[EXERCISE BRIEF]: Among the entries below, extract exactly the lines that run from the one with "2. **Unknown reasoners" through the one with "3. **Later-page failures", both ends included.

------ RECORDS SHOWN ------

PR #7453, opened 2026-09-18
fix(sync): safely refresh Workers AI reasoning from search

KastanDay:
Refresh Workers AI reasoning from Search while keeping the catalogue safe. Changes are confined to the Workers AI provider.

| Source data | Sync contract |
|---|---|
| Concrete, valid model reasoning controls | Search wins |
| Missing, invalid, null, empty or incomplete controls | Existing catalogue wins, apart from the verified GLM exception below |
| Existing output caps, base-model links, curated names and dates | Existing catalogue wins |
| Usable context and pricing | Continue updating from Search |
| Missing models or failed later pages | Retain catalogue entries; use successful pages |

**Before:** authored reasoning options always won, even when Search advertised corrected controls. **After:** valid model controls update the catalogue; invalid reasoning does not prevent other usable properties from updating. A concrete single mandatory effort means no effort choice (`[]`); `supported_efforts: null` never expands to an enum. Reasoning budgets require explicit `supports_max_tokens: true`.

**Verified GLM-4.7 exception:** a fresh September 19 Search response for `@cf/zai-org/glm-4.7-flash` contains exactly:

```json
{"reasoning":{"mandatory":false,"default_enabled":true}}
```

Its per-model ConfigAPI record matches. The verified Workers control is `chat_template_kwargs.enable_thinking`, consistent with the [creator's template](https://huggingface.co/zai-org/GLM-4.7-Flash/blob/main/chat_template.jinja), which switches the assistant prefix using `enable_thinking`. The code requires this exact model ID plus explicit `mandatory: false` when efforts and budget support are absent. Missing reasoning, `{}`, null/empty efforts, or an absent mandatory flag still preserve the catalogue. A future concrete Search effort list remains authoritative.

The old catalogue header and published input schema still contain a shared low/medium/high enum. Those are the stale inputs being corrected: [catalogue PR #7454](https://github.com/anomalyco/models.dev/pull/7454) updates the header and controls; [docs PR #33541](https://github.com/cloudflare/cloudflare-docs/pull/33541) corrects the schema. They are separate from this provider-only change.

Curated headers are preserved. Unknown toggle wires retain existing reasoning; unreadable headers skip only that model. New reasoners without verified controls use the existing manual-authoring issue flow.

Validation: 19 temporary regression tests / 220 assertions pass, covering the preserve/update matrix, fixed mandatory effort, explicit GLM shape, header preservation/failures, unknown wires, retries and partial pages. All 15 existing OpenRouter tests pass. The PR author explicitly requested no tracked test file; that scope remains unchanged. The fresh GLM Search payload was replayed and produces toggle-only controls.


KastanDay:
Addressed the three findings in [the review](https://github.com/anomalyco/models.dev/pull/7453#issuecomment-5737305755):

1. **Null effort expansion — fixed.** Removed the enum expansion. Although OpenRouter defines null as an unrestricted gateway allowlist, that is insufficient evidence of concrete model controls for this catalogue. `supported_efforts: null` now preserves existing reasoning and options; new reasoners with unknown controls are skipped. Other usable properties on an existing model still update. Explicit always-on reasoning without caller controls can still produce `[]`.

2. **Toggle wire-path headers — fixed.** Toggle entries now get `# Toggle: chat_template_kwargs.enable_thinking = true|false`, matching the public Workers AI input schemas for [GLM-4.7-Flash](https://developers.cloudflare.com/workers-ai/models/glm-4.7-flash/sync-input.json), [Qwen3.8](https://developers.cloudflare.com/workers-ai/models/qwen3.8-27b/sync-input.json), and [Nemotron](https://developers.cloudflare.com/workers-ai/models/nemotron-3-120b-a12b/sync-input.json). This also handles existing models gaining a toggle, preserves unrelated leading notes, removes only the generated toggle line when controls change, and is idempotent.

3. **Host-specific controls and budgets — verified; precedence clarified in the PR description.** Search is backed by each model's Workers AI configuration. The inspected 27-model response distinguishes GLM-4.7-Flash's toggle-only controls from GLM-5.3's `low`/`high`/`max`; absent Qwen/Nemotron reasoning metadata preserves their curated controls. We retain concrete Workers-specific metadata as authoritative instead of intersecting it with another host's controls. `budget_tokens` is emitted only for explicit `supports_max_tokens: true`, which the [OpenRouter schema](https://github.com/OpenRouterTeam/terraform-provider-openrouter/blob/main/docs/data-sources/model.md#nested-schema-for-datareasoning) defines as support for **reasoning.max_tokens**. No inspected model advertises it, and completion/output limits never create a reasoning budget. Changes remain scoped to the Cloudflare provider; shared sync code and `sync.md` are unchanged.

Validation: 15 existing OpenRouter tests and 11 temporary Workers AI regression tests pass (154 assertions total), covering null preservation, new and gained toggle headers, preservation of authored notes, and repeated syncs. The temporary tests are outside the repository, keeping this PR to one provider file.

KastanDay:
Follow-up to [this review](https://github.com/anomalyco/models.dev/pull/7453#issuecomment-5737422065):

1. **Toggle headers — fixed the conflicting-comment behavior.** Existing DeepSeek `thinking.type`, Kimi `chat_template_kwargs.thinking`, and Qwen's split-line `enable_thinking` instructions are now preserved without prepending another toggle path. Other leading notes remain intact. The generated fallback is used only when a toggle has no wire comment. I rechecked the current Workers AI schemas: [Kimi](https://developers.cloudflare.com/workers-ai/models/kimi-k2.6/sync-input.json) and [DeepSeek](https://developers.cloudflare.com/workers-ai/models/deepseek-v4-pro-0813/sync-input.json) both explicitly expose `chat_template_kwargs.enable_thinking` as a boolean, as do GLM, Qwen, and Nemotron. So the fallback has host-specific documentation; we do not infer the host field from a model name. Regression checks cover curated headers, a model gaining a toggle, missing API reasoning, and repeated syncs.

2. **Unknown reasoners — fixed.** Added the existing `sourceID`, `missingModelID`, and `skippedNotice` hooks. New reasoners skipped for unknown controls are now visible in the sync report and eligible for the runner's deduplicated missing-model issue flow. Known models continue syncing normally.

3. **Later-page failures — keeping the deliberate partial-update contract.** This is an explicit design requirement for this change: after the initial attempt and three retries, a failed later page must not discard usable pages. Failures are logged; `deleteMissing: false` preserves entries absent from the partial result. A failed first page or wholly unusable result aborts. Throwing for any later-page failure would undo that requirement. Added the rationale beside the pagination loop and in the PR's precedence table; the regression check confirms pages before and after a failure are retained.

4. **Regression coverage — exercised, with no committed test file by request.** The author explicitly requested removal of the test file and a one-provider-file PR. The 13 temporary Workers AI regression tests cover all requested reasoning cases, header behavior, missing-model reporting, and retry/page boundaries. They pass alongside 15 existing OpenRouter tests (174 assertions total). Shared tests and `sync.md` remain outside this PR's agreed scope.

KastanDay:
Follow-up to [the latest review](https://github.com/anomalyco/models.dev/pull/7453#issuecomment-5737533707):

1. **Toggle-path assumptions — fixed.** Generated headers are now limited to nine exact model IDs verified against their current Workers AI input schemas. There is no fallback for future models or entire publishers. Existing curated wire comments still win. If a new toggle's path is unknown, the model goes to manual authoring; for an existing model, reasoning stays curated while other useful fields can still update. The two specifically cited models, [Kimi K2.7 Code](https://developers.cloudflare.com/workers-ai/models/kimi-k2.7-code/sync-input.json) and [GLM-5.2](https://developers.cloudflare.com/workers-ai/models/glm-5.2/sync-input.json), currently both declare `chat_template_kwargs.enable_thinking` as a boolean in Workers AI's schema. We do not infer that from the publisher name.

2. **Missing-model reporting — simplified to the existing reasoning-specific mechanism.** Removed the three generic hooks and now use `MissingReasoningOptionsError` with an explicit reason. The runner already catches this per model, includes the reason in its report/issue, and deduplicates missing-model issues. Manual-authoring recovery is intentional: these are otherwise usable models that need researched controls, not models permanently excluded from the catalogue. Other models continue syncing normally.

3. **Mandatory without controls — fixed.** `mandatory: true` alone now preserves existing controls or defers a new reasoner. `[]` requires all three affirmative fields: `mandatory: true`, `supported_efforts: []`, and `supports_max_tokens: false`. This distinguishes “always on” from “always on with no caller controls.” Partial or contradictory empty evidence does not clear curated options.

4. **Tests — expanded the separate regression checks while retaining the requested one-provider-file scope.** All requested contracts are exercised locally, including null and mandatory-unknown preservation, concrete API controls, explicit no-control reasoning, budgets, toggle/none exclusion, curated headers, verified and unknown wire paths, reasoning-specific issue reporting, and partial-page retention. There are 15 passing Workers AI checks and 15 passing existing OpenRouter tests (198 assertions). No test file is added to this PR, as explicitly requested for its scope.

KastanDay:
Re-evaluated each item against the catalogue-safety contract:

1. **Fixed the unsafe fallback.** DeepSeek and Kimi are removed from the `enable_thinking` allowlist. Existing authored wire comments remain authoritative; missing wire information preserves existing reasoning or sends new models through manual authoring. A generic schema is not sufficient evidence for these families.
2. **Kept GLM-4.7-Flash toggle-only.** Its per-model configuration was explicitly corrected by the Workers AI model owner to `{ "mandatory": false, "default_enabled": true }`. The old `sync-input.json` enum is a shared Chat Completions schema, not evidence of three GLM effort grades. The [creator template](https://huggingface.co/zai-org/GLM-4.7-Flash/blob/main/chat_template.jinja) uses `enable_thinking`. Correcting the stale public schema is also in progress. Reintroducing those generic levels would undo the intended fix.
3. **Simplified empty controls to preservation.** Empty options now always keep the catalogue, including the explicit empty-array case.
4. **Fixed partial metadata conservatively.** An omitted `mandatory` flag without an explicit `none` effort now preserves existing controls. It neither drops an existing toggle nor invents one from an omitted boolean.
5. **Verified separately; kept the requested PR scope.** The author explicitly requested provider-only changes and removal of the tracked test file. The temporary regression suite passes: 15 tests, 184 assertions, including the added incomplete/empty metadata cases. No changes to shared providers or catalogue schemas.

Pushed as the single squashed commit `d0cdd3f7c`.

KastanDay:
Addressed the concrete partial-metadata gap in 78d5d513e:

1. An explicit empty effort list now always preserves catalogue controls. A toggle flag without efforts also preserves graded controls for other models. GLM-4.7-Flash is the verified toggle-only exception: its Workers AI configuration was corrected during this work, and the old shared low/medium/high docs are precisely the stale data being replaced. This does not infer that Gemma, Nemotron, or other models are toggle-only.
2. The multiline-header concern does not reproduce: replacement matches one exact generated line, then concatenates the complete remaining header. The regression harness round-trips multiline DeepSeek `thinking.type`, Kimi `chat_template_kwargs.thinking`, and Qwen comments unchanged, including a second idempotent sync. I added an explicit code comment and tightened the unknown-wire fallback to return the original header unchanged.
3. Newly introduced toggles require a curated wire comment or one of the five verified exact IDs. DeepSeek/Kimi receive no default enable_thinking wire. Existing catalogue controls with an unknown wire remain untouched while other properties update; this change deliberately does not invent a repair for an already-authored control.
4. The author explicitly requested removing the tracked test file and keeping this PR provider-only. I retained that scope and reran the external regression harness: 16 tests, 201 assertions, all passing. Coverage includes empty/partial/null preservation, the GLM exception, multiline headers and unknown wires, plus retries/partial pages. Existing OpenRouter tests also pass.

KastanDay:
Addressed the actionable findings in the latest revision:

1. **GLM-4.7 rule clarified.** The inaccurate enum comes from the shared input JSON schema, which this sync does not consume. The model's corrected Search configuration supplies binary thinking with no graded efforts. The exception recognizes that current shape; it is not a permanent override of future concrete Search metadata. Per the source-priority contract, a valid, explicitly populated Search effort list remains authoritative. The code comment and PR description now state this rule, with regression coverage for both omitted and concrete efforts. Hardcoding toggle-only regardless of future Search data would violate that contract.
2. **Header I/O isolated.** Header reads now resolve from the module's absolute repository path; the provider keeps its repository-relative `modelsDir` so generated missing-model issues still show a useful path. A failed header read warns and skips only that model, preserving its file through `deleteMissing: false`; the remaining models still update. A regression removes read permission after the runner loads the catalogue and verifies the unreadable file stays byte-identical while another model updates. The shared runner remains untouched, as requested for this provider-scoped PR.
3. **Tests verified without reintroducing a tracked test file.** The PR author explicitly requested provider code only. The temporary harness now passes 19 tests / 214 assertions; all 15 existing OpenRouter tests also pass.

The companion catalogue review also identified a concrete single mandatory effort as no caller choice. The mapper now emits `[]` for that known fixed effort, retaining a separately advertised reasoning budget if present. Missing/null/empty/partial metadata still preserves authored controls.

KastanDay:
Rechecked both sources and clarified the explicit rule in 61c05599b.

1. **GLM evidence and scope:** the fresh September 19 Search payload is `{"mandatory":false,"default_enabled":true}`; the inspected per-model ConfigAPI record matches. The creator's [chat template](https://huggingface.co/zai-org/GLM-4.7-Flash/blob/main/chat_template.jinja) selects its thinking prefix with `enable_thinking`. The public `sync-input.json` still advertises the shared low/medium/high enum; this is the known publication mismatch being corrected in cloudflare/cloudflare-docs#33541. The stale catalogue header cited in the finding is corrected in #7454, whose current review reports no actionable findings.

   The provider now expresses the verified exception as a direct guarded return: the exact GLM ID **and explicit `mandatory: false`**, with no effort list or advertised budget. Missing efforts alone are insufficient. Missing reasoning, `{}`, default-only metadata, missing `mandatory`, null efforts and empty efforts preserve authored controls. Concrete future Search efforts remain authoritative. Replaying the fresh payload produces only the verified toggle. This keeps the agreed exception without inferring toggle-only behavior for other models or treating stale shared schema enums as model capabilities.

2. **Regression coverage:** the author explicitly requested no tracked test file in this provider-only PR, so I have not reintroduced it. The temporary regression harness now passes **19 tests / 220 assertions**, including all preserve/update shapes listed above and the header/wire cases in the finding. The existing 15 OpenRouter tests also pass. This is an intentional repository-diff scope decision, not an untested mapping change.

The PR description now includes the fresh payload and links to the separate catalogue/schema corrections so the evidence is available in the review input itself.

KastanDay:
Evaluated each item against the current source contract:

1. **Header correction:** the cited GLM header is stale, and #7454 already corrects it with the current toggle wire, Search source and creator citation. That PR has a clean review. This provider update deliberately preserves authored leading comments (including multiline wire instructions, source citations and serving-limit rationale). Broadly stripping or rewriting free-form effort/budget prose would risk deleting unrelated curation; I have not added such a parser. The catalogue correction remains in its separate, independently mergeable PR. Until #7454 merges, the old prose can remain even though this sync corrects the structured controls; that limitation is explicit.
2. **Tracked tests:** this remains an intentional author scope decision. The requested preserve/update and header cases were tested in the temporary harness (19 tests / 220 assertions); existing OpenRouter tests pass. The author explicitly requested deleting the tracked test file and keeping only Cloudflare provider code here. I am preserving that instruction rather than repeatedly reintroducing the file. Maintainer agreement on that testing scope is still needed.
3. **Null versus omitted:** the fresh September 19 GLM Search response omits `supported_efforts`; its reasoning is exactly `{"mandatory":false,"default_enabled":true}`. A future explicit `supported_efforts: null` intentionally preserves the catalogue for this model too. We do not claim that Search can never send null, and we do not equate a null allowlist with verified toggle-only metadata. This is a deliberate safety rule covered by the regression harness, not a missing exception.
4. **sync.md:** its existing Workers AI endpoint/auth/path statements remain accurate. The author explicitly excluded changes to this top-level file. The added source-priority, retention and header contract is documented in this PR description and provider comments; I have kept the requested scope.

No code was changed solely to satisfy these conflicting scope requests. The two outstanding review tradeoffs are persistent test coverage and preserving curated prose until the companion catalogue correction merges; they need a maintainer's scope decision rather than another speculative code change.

------

[REPLY]:
2. **Unknown reasoners — fixed.** Added the existing `sourceID`, `missingModelID`, and `skippedNotice` hooks. New reasoners skipped for unknown controls are now visible in the sync report and eligible for the runner's deduplicated missing-model issue flow. Known models continue syncing normally.

3. **Later-page failures — keeping the deliberate partial-update contract.** This is an explicit design requirement for this change: after the initial attempt and three retries, a failed later page must not discard usable pages. Failures are logged; `deleteMissing: false` preserves entries absent from the partial result. A failed first page or wholly unusable result aborts. Throwing for any later-page failure would undo that requirement. Added the rationale beside the pagination loop and in the PR's precedence table; the regression check confirms pages before and after a failure are retained.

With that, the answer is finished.